◆ Work required
Below are the records; give again exactly the line with "This is a smaller-effort", the line with "### Test Plan", and each line that lies between them, and nothing besides.
═════ Extracted entries
PR #440, opened 2023-04-21
Auth Refactor - Axios and Auth-Code

Enochen:
### Summary 

At some point in the code base, the server was changed to just trust what the client identifies its email as, which is insecure.

This diff uses the `auth-code` OAuth flow to authenticate the client.

This is a smaller-effort change than the original Firebase idea, but it ultimately addresses the same problem without bundling firebase into both the frontend and backend.

This also includes a shift to `axios` from `fetch`. `axios` allows us to set a baseURL "globally" and performs JSON stringification automatically for request bodies. 

### Test Plan 

Login works both with Docker container and running frontend/server separately locally.

### Notes 

The auth client will still prefer the `idToken` form of identification if it is passed in the body. It will ignore the `code` value if `idToken` exists. This feature is important for mobile clients which have a better time getting `idToken`s than web.

### Breaking Changes  

A new environment variable named `REACT_APP_SERVER_URL` was introduced to point the frontend to the right backend url. Note that we no longer proxy the frontend to the same port as the backend when running locally, so locally you must set this variable `REACT_APP_SERVER_URL=http://localhost:3001` for it to work with a backend hosted on port 3001.

We must also add this env var to the GitHub repo to pass into workflows.


frontend/src/util/axios.ts
```diff
@@ -0,0 +1,15 @@
+import axios from 'axios';
+
+const instance = axios.create({
+  baseURL: process.env.REACT_APP_SERVER_URL,
```
pratyush1712, line 4: why don't you simply do `process.env.NODE_ENV == 'production' ?  localhost:3001 : productionURL`?
We can get the production url from the current url using `window.path.split()`

pratyush1712 (commented):
pls also look into why the driver's stats test is failing.

frontend/src/util/axios.ts
Enochen: I run another server that takes up port 3001, so I actually had to run it on a different port and switch the frontend proxy. I'm not too sure about further hardcoding the server url.

pratyush1712 (changes requested):
could you also implement a github action for previews, so that we can automatically set the react_app_server_url [deploy-preview](https://github.com/marketplace/actions/deploy-preview-environment) and [destroy-preview](https://github.com/marketplace/actions/destroy-preview-environment)
Otherwise, I will have to add the server_url to each of the preview environments

pratyush1712 (approved):

pratyush1712 (approved):
Thank you for improving the security of the backend and still keeping it testable. It works both locally and in production!

pratyush1712 (approved):
still works as intended in production. lgtm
══════════
◆ Response to this task
This is a smaller-effort change than the original Firebase idea, but it ultimately addresses the same problem without bundling firebase into both the frontend and backend.

This also includes a shift to `axios` from `fetch`. `axios` allows us to set a baseURL "globally" and performs JSON stringification automatically for request bodies. 

### Test Plan 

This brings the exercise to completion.